Participants in the rater-blinded and dose-blinded study (n = 1064) were randomized to receive either once-daily oral fingolimod .5 mg (n = 352) or .25 mg (n = 370), or once-daily injections of glatiramer acetate 20 mg (n = 342). Novartis began the ASSESS study in patients with relapsing-remitting multiple sclerosis in 2012 as part of a post-approval agreement with the US Food and Drug Administration.
While the risk reduction was significant among patients receiving fingolimod .5 mg, patients receiving .25 mg doses did not have statistically significant reductions in the annualized relapse rate compared to placebo.
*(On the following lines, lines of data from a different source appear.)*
PR #1398, opened 2021-11-17
#1397 Add Kubernetes IngressClass support

### LINKED ISSUE #1397: Kubernetes Ingress Class Support
### Background

[Kubernetes 1.18 introduced](https://kubernetes.io/blog/2020/04/02/improvements-to-the-ingress-api-in-kubernetes-1.18/) a standard mechanism for assigning individual Ingress resources to specific Ingress Controllers, using the `ingressClassName` field on Ingresses and the *IngressClass* resource. Up to that point, Ingress Controllers used a custom annotation `kubernetes.io/ingress.class` on Ingress resources but in subtly different ways.

Kubernetes 1.22 (released Oct 2021) removed the beta Ingress resource API which means that all Ingress resources support the `ingressClassName` field.

### Why is this important?

Support for `IngressClass` means that groups of Ingress resources can be explicitly allocated to specific instances of an Ingress Controller, thereby segregating your traffic.

For example, you may run two Ingress Controllers in a cluster: one for external access, the other for internal access. You could set the `ingressClassName` field for your public APIs to `yarp-public` , and your monitoring Ingresses to `yarp-internal`.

Fingolimod is approved by the FDA for the treatment of relapsing forms of multiple sclerosis for patients ≥10 years of age. The .5 mg dose is approved for patients ≥10 years of age weighing >40 kg, while the .25 mg dose is approved only for pediatric patients weighing ≤40 kg.
The Gilenya Prescribing Information lists common adverse reactions (occurring in ≥10% of participants and more often than placebo) as headache, liver transaminase elevation, diarrhea, cough, influenza, sinusitis, back pain, abdominal pain, and pain in extremity.
"Gilenya reimagined MS care as the first oral treatment and is a testament to Novartis' quest to stop MS," said Danny Bar-Zohar, MD, Global Head of Neuroscience Development, Novartis Pharmaceuticals. "The ASSESS data add to the robust body of evidence which show that Gilenya is a highly efficacious, cornerstone therapy in relapsing MS."